Original python version

I had to change a single line in the Norvig's python code, given that I had to hack the sodoku.txt in order to get the easy50.txt file content, and obviously that's not matching what Norvig has been working with:

-    solve_all(from_file("easy50.txt", '========'), "easy", None)
+    solve_all(from_file("easy50.txt"), "easy", None)

Now for the results:

dim ~/dev/CL/sudoku python sudoku.dim.py 
All tests pass.
Solved 50 of 50 easy puzzles (avg 0.01 secs (151 Hz), max 0.01 secs).
Solved 95 of 95 hard puzzles (avg 0.02 secs (42 Hz), max 0.12 secs).
Solved 11 of 11 hardest puzzles (avg 0.01 secs (115 Hz), max 0.01 secs).

CCL, bit-vectors

That's my implementation of choice when developping, but it's known for not being very fast, let's see about that:

CL-USER> (sudoku:solve-example-grids)
Solved 50 of 50 easy puzzles (avg 0.005 sec (185.1 Hz), max 0.021 secs).
Solved 95 of 95 hard puzzles (avg 0.579 sec (1.728 Hz), max 8.845 secs).
Solved 11 of 11 hardest puzzles (avg 0.018 sec (55.12 Hz), max 0.102 secs).
NIL

CCL, fixnums

So, when using logcount, logbitp and friends, we have:

CL-USER> (time (sudoku:solve-example-grids))
Solved 50 of 50 easy puzzles (avg 0.003 sec (394.3 Hz), max 0.008 secs).
Solved 95 of 95 hard puzzles (avg 0.003 sec (333.8 Hz), max  0.01 secs).
Solved 11 of 11 hardest puzzles (avg 0.002 sec (422.8 Hz), max 0.004 secs).

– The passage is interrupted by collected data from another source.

PR #3576, opened 2016-02-09
Add recipe for `helm-describe-modes`.

xiongtx:
This is a package to replace `describe-mode` with a Helm interface, actions, and more.

### DIFF
--- a/recipes/helm-describe-modes
+++ b/recipes/helm-describe-modes
@@ -1,0 +1,2 @@
+(helm-describe-modes :fetcher github
+		     :repo "emacs-helm/helm-describe-modes")


purcell:
Thanks. The `helm-def-source--*` macros should be renamed so that they have a namespace prefix consistent with the rest of the package. Looks good otherwise.

xiongtx:
Done. Now I know why people name their packages with 3-7 letter names!

purcell:
:-)  Yep, the [elisp manual says](https://www.gnu.org/software/emacs/manual/html_node/elisp/Coding-Conventions.html):

```
You should choose a short word to distinguish your program from other Lisp programs. The names of all global symbols in your program, that is the names of variables, constants, and functions, should begin with that chosen prefix.
```

There's also the "nameless" package, which hides long name prefixes. :-)

PR #3582, opened 2016-02-10
Add auto-virtualenv

marcwebbie:
Automatically activate python virtualenvs on emacs based on project name or `.python-version` file.

repo: https://github.com/marcwebbie/auto-virtualenv

### DIFF
--- a/recipes/auto-virtualenv
+++ b/recipes/auto-virtualenv
@@ -1,0 +1,1 @@
+(auto-virtualenv :fetcher github :repo "marcwebbie/auto-virtualenv")


purcell:
Thanks. I've merged this, but I'd say the code is trying to be too clever, and in particular, hardcoding all those possible "project root" indicator filenames isn't a good plan. If someone adds a `Makefile` in a subdir, why would they expect that to break `auto-virtualenv`? Consider simply using `vc-root` or similar, or use `projectile-root` if (and only if) it's `fboundp`. The approach taken by [pyenv-auto-mode](https://github.com/ssbb/pyenv-mode-auto/blob/master/pyenv-mode-auto.el), for example, is much more predictable, even if simplistic.

PR #3584, opened 2016-02-10
added ess-view recipes

GioBo:
Dear MELPA Maintainers,

  ess-view is a simple package which lets users of ess (Emacs Speaks Statistics) inspect R dataframes through an external spreadsheet software (this is useful for medium/big-size objects which do not display well inside the terminal): with a simple keybinding users can digit the name of the dataframe and ess-view will take care of converting it to a temporary csv file and open it via a spreadsheet; there's also the chance of saving any change done to the spreadsheet file and load back the results into the original R dataframe.

The original repository of ess-view is found at https://github.com/GioBo/ess-view.

### DIFF
--- a/recipes/ess-view
+++ b/recipes/ess-view
@@ -1,0 +1,1 @@
+(ess-view :fetcher github :repo "GioBo/ess-view")


purcell:
Thanks. A few issues here:

- You have a package dependency on `ess`, but not on the other packages you're using, i.e. `s`, `f`.
- The formatting is very random and inconsistent here, with odd whitespace and `(` / `)` on separate lines.
- Don't use `_` in function names -- use `-`: this is lisp! :-)
- As noted in the [elisp conventions](https://www.gnu.org/s/emacs/manual/html_node/elisp/Coding-Conventions.html), you need to prefix all of your top-level symbols with the package name, ie. `ess-view-random-string`, not `random_string`.
- Where you build up commands containing file names, use `shell-quote-argument` so that spaces or other characters in the file names will not break the command (or system!)
- Run `M-x checkdoc` and fix its suggestions, so that the docstrings are complete and correctly formatted.
- "A small package" is not a helpful part of the package description, and you should probably remove it
- Consider adding a more complete `Commentary` section so that users have more information about what they can expect from the package, and how to use it

Hope that helps!

GioBo:
Dear Steve, 

Thank you very much for your detailed review of the package (this is my first attempt at writing an elisp package and I apologize for all the mistakes that were present in the code).
I've just pushed a new version to [GioBo/ess-view](https://github.com/GioBo/ess-view) which includes the following changes:

* I added the needed dependencies in `Package-Requires` (I searched for the the version number of `ess-site` and `ess-inf` but I was not able to find them in their source codes),

* I've used [lispy](https://github.com/abo-abo/lispy/blob/master/lispy.el) to format the code (I was not aware of this package until a few hours ago),

* I converted ` _ ` to `-` (yes...it's more 'lispy' now),

*  I added the `ess-view-` prefix to all the top-level symbols,

* the only file name used in a string-command is being created by `make-temp-file` thus I think `shell-quote-argument` is not needed in this case,

* I checked all doctrings using `checkdoc`,

* I agree...and changed the short package description,

* I added a more complete description of the package and of its usage in the `Commentary`.


Thank you again for your comments and the time you spent checking the code.

GioBo:
Sorry..having a look at other pull request I've just realized that the version number for dependencies is mandatory...I'll try to fix this as soon as possible.

G.

GioBo:
I fixed the issue with version number of dependencies and I modified the package removing some redundancies.

purcell:
Cool, looks good, except that `ess-inf` and `ess-site` are not individually-installable packages, so they should not be listed in `Package-Requires`: they are just files contained in the `ess` package.

GioBo:
Whoops..evidently I was confusing "features" and "packages". Thanks again for the help provided.
G.

purcell:
Merged, thanks.

PR #3585, opened 2016-02-11
add recipe ob-go

stardiviner:


purcell:
Thanks. You should probably drop the package dependency on go-mode -- it's not strictly needed or even used by the code, so it's arguably just a recommended add-on.

pope:
The dependency has been dropped.

PR #3586, opened 2016-02-11
Add select-themes recipe

jasonm23:
Simple interactive theme selector that disables other custom themes before loading the selected theme or "-- Default --"

### DIFF
--- a/recipes/select-themes
+++ b/recipes/select-themes
@@ -1,0 +1,3 @@
+(select-themes
+    :fetcher github
+    :repo "jasonm23/emacs-select-themes")


syohex:
You need not to specify `:files` attribute. It is enough to use default pattern. Default pattern is as below. Please see `:files` section of [here](https://github.com/melpa/melpa#recipe-format) in more detail.

```
("*.el" "*.el.in" "dir"
 "*.info" "*.texi" "*.texinfo"
```

jasonm23:
Sure, but it's not a problem to include it.  See `use-package`

syohex:
However you need to update MELPA recipe if you add some files in that repository in the future. (While you need not to update MELPA recipe if files you add are matched against default pattern.)

jasonm23:
That's ok, I know how it works.  Please note, this package won't have additional files.

In the unlikely occasion that it does, I will update or remove the `:files` keyword as appropriate.

Thanks for raising the flag anyway, someone else may not know how it works.

purcell:
Yep, when the default is adequate, we would prefer that it is not overridden. I'll make that clearer in the README.

jasonm23:
I'm only reluctant to fix it now because I'm away from a machine for 24-48+ hours, phone only.

I can probably ssh onto something and do it if it's a requiremebtZ

jasonm23:
Done via the magic of tiny fonts and unix shells :)

jasonm23:
Travis errors don't seem to be related to **select-themes**

jasonm23:
closing and reopening to force travis to rerun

(SUDOKU:SOLVE-EXAMPLE-GRIDS)
took 441,831 microseconds (0.441831 seconds) to run.
      35,660 microseconds (0.035660 seconds, 8.07%) of which was spent in GC.
During that period, and with 2 available CPU cores,
     418,886 microseconds (0.418886 seconds) were spent in user mode
      14,287 microseconds (0.014287 seconds) were spent in system mode
 41,960,896 bytes of memory allocated.
NIL

SBCL, bit-vectors

And the results with sbcl which is known to be faster than ccl:

* (sudoku:solve-example-grids)
Solved 50 of 50 easy puzzles (avg .0029 sec (347.2 Hz), max 0.023 secs).
Solved 95 of 95 hard puzzles (avg .2143 sec (4.666 Hz), max 3.139 secs).
Solved 11 of 11 hardest puzzles (avg .0069 sec (144.7 Hz), max 0.036 secs).
NIL

Not good. Yet.

SBCL, fixnums

So, let's see if now there's still that big a difference between CCL and SBCL:

* (time (sudoku:solve-example-grids))
Solved 50 of 50 easy puzzles (avg .0021 sec (471.7 Hz), max 0.015 secs).
Solved 95 of 95 hard puzzles (avg .0022 sec (446.0 Hz), max 0.008 secs).
Solved 11 of 11 hardest puzzles (avg .0018 sec (550.0 Hz), max 0.003 secs).
Evaluation took:
  0.341 seconds of real time
  0.327922 seconds of total run time (0.324250 user, 0.003672 system)
  [ Run times consist of 0.011 seconds GC time, and 0.317 seconds non-GC time. ]
  96.19% CPU
  1,039,299,781 processor cycles
  27,718,320 bytes consed
  
NIL

That's fast, now!

Conclusion

The common lisp port has been easy enough to implement, and we get a nice 3x to 10x speedup for having done so. The interactive development facilities offered in Common Lisp (SLIME in Emacs) are amazing, so that it's been easy to test every function alongside writing it.